**Exercise directions**
An exact repetition of all the entries that follow is required.

==== Input data ====

PR #1402, opened 2026-08-28
feat(cli): let onboard select @girs/* via --include

JumpLink:
`gjsify onboard` hard-excluded `@girs/*`. In this repo that is right — those are third-party type packages nobody here publishes. In ts-for-gir it is exactly backwards: its `@girs/*` workspaces **are** its publishables, and `gjsify/types` releases them over OIDC.

## The gap

npm Trusted Publishing cannot create a package that does not exist yet, so a new `@girs/*` name needs a first publish before it can be trusted. The release script in `gjsify/types` says so in a comment, and names this command as the way to do it:

> the first publish of a new `@girs/*` namespace needs this or a prior `gjsify onboard` sweep

A documented path the command could not walk.

Not hypothetical: GNOME 51 realigned Mutter's API version with the GNOME major (18 → 51 in one step), so a single cycle mints `@girs/{clutter,cogl,meta,metatest,mtk,shell,st}-51` plus whatever new libraries the release carries. Thirteen names this time. Each unbootstrapped one fails its publish with a 404 that reads like a broken trusted publisher.

## The change

`--include` takes name globs. Passing **any** pattern also lifts the default `@girs/*` exclusion — otherwise `--include '@girs/*'` would select nothing and the sweep would report *"no publishable workspace packages found"*, a bootstrap command announcing its own gap as closed. An explicit `--include` is a whitelist, so nothing else comes along either.

The empty-selection message now names the filter, so a mistyped glob says what it did not match instead of claiming the repo has no packages.

## Test

One E2E test asserts **both** halves against the mock registry: `@girs/thing-1.0` absent from the default sweep, present under `--include '@girs/*'`, and no `@onb/*` alongside it. 7/7 pass.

====

**Result of this exercise**
PR #1402, opened 2026-08-28
feat(cli): let onboard select @girs/* via --include

JumpLink:
`gjsify onboard` hard-excluded `@girs/*`. In this repo that is right — those are third-party type packages nobody here publishes. In ts-for-gir it is exactly backwards: its `@girs/*` workspaces **are** its publishables, and `gjsify/types` releases them over OIDC.

## The gap

npm Trusted Publishing cannot create a package that does not exist yet, so a new `@girs/*` name needs a first publish before it can be trusted. The release script in `gjsify/types` says so in a comment, and names this command as the way to do it:

> the first publish of a new `@girs/*` namespace needs this or a prior `gjsify onboard` sweep

A documented path the command could not walk.

Not hypothetical: GNOME 51 realigned Mutter's API version with the GNOME major (18 → 51 in one step), so a single cycle mints `@girs/{clutter,cogl,meta,metatest,mtk,shell,st}-51` plus whatever new libraries the release carries. Thirteen names this time. Each unbootstrapped one fails its publish with a 404 that reads like a broken trusted publisher.

## The change

`--include` takes name globs. Passing **any** pattern also lifts the default `@girs/*` exclusion — otherwise `--include '@girs/*'` would select nothing and the sweep would report *"no publishable workspace packages found"*, a bootstrap command announcing its own gap as closed. An explicit `--include` is a whitelist, so nothing else comes along either.

The empty-selection message now names the filter, so a mistyped glob says what it did not match instead of claiming the repo has no packages.

## Test

One E2E test asserts **both** halves against the mock registry: `@girs/thing-1.0` absent from the default sweep, present under `--include '@girs/*'`, and no `@onb/*` alongside it. 7/7 pass.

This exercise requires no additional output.